イベントループでは、実行順序を管理する対象をタスク(Task)**と呼びます。タスクを作成しイベントループへ登録し、イベントループ内にて処理の順序を割り当て効率的に処理を完遂します。以下にまとめます。
- イベントループ (Event Loop): タスクの実行を管理する中心的なコンポーネント。タスクの実行順序を決定し、I/O待ちが発生した場合は他のタスクに処理を切り替える
- タスク (Task): コルーチンを実行するためのオブジェクト。イベントループに登録することで、並行実行が可能となる
実装
より具体的な理解につながるよう実装をしていきます。唐突に利用しているメソッドがいくつかありますので簡単な説明を記載します。
以下の例では
-
asyncio.new_event_loop()
: イベントループ(new_loop
)を作成 -
set_event_loop(new_loop)
: 作成したイベントループのセット(別のループが動いている時、指定したイベントループをアクティブにする) -
create_task
: イベントループにタスクを登録。create_task
は引数に渡されたコルーチン(awaitableオブジェクト)を、タスクとしてイベントループに登録 -
run_until_complete(my_task)
: イベントループ内のタスクが完了するまで実行する
※notebook上ではエラーとなりますので、実行される場合は下方のコードを利用して下さい。
import asyncio
# 時間のかかる処理を模擬的に表現
async def my_task():
print("Task is running")
await asyncio.sleep(2) # 2秒かかる
print("Task is done")
# 明示的にイベントループを作成する
new_loop = asyncio.new_event_loop()
# 作成したイベントループを実行するようにセットする
asyncio.set_event_loop(new_loop)
# my_task()を登録
my_task = new_loop.create_task(my_task())
# イベントループの実行
new_loop.run_until_complete(my_task)
# イベントループを閉じる
new_loop.close()
# 結果
>>>Task is running
>>>Task is done
※notebook用はこちら
"""
jupyter notebook用のスクリプト。イベントループの作成はせずに内部のイベントループを明示的に取得して"作成した"ものとしています
jupyter notebookでは内部のイベントループが実行されており、新しくイベントループを作成すると競合します
"""
import asyncio
# 時間のかかる処理を模擬的に表現
async def my_task():
print("Task is running")
await asyncio.sleep(2) # 2秒かかる
print("Task is done")
# get_running_loop()で実行中のイベントループを取得
loop = asyncio.get_running_loop()
# my_task()を登録
my_task = loop.create_task(my_task())
# イベントループの実行(run_until_complete()もすでに動いているイベントループと競合するのでエラーとなる)
await my_task
# 結果
>>>Task is running
>>>Task is done
syncioライブラリには、asyncio.run()
というタスク実行関数があります。こちらを用いると明示的にイベントループを取得せずとも、内部的(暗黙的)にイベントループを作成してタスクを管理します。上記のサンプルコード例では、イベントループとタスクの理解をすることを目的としてイベントループを作成しています。

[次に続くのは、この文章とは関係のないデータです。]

PR #276, opened 2020-05-07
Add aws-cni component info

marians:
Towards https://github.com/giantswarm/giantswarm/issues/10700

This adds info on a component that was part of the releases, but not contained as such. To show more complete information to end users, we add it here in retrospect.

FYI: `aws-cni` is a name we made up and put up here for discussion. An alternative would be the default image name when buildig the original image from [source](https://github.com/aws/amazon-vpc-cni-k8s): `amazon-k8s-cni`.


xh3b4sd:
We should have a story for Firecracker to wire it accordingly. This here is now only cosmetic but should then rather be used for the real configuration in the backend, just like we do with the other versions.

PR #277, opened 2020-05-07
Separate versions

tfussell:
Towards https://github.com/giantswarm/giantswarm/issues/8655


aws/kustomization.yaml
```diff
@@ -0,0 +1,26 @@
+commonAnnotations:
+  giantswarm.io/docs: https://docs.giantswarm.io/reference/cp-k8s-api/releases.release.giantswarm.io/
+
+resources:
```
MarcelMue, line 4: Can we somehow generate this? We have to duplicate the info otherwise and this is very easy to go wrong.

README.md
```diff
@@ -13,92 +13,92 @@ Swarm Control Planes.
 
 - v11
   - v11.2
-    - [v11.2.1](https://github.com/giantswarm/releases/blob/master/release-notes/aws/v11.2.1.md)
-    - [v11.2.0](https://github.com/giantswarm/releases/blob/master/release-notes/aws/v11.2.0.md)
+    - [v11.2.1](https://github.com/giantswarm/releases/blob/master/aws/v11.2.1/release-notes.md)
```
MarcelMue, line 16: This is an issue - this will break all the links in `slack` we have pushed out to customers right now :(

Maybe symlink or something? Even though I doubt it works as we direct link to the `.md`.

.circleci/config.yml
```diff
@@ -5,6 +5,23 @@ orbs:
...
 jobs:
+  build:
+    docker:
+      - image: quay.io/giantswarm/architect
+    steps:
+      - checkout
+      - run:
+          name: Install kustomize
+          command: |
+            CGO_ENABLED=0 go install sigs.k8s.io/kustomize/kustomize/v3
```
MarcelMue, line 16: Is there no `kubectl` in here? `kustomize` is included in kubectl version 1.16+ IIRC

tfussell: I didn't see it. Adding kubectl/kustomize to architect would be an option though. I'll confirm.

README.md
tfussell: I was worried about that. Using links directly to GitHub ties us to this directory structure. I could keep the notes where they are. Or we could have a migration period. Or we could host the notes with a real website where we could do redirects though that wouldn't help this particular case.

aws/kustomization.yaml
tfussell: Agreed. As I was moving things around I realized we could have a generator, maybe `devctl create release` which initializes the directory and updates the root list. It could base off of another release.

MarcelMue: Could be one idea to improve this :+1:

.circleci/config.yml
MarcelMue: Not a massive deal either way.

ubergesundheit: Keep in mind the kustomize version in kubectl is older than the standalone version

README.md
tfussell: After some discussion, it sounds like broken links in Slack aren't a high priority.

aws/kustomization.yaml
tfussell: For now I will create a checklist so we don't miss one of these manual steps.

.circleci/config.yml
tfussell: I don't see `kubectl` in `architect` and I don't want to bring it in just for this job so I'll stick with this approach if that's alright.

aws/kustomization.yaml
tfussell: I actually turned the checks into unit tests so it will be impossible to make these mistakes.

tfussell:
I will manually confirm that no releases are lost/modified in this PR before merging.

oponder:
Adding a todo I identified:

- [ ] Update docs here to mention that releases are in individual files now? https://intranet.giantswarm.io/docs/dev-and-releng/releases/

xh3b4sd:
I wanted to give a little feedback on further improvements. It is quite difficult to tell what changes in a release. So it would be cool to have some means to render or show a diff to the previous version. Then one can easily tell and review what the successor release is actually about. Maybe we could render a diff file and fail CI if it is not available.

tfussell:
> Adding a todo I identified:
> 
> * [ ]  Update docs here to mention that releases are in individual files now? https://intranet.giantswarm.io/docs/dev-and-releng/releases/

Thanks, I haven't explored the intranet much yet. It's not easy to know all of the docs that might need to be updated for a change.

tfussell:
> I wanted to give a little feedback on further improvements. It is quite difficult to tell what changes in a release. So it would be cool to have some means to render or show a diff to the previous version. Then one can easily tell and review what the successor release is actually about. Maybe we could render a diff file and fail CI if it is not available.

This would be cool. I can think of a few different approaches. One would be an "event sourcing" model where a release can define a base and only changed components (effectively a diff). You could then follow the bases backwards to get the full list of component and app versions. As a bonus, you would have a defined chain of allowed/tested upgrades. In the following example, if 11.2.2 is released after 11.3.0, it would still be clear that 11.3.0 is based on 11.2.1 and and an upgrade from 11.2.2 to 11.3.0 might not be tested.

```
apiVersion: release.giantswarm.io/v1alpha1
kind: Release
metadata:
  annotations:
    giantswarm.io/base-release: v11.2.1
  name: v11.3.0
spec:
  state: active
  date: 2020-05-11T15:00:00Z
  components:
  - name: aws-operator
    version: 8.5.0
  - name: kubernetes
    version: 1.16.9
  - name: containerlinux
    version: 2345.3.1
```
A simpler option would be to provide some scripts that compare two releases (also using some specified base release) and create a skeleton of release notes. For example, if we create a new release that changes only `cluster-operator` version, the release notes should look like:
```
## :zap: Giant Swarm Release <version> for <provider> :zap:

<Description here>

### cluster-operator [<cluster operator version>](https://github.com/giantswarm/cluster-operator/releases/tag/<cluster operator version>)
- <changes>
```
This is something we could check with CI so all changes are clear to reviewers and inadvertent updates don't sneak in.

xh3b4sd:
> an "event sourcing" model where a release can define a base

I would like to stick with the full yaml because you can easily apply it. I think the order is imperative by the actual release version, which is semver. We just need something that compares two releases and finds the diff so it can be rendered in some format.

tfussell:
I finally found the focus to check this PR. Here's a little script I wrote which splits `aws.yaml`/`azure.yaml`/`kvm.yaml` from `master` into separate release CRs using [kubernetes-split-yaml](https://github.com/mogensen/kubernetes-split-yaml), moves release CRs in this branch into the same directory structure, and compares the directories with `diff` to make sure there are no mistakes. Here is the script if anyone wants to check:
```bash
for i in aws azure kvm; do
  echo $i
  wget -q https://raw.githubusercontent.com/giantswarm/releases/master/$i.yaml -O $i.yaml
  $GOPATH/bin/kubernetes-split-yaml $i.yaml 2> /dev/null
  rm -rf $i-master
  mv generated $i-master
  rm -rf $i-branch
  mkdir $i-branch
  for j in $(ls $i); do
    if [[ "$j" == "kustomization.yaml" ]]; then
      continue
    fi
    cp $i/$j/release.yaml $i-branch/$j-release.yaml
  done
  diff $i-master $i-branch
done
```
and here is the output (annotations are added with `kustomize` so it's not really lost):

また、asyncio.new_event_loop()
を用いてイベントループを明示的に作成するとき、作成 > イベントループのセット > イベントループを閉じる、という手順となります。asyncio.run()
ではloopを閉じる処理も不要です。
基本的な非同期処理の考え方・実行については以上です。まとめると以下の通りです。
- 非同期処理では、イベントループがタスクの実行順序を管理し、効率的な処理を実現する
- タスクは非同期処理(コルーチン)を実行するためのオブジェクトであり、イベントループに登録することで並行実行される
- asyncio.new_event_loop()でイベントループを作成し、create_taskでタスクを登録する
実装例2(おまけ)
サンプルコードがとても簡素なものであったため、もう少し具体的に利用シーンを想定して実装をしてみたいと思います。非同期処理が用いられるケースの一つに、いくつかのリンクにリクエストを送りデータを取得する、といった処理があります。
そちらを模擬的に実装してみます。
-
https://example.com/1
,https://example.com/2
,https://example.com/3
, の3つのurlからデータを取得する - 一つのurlからデータを取得するには3秒必要となる
- 同期処理と非同期処理、で実行速度を比較する
※同期処理
import asyncio
import time
"""同期処理の場合"""
print("####同期処理の場合#####")
# urlにアクセスしてデータを取得する処理
def fetch_data(url):
print(f"{url}, からデータを取得中...")
time.sleep(3) # データを取得する処理を模擬的に再現(時間がかかる部分)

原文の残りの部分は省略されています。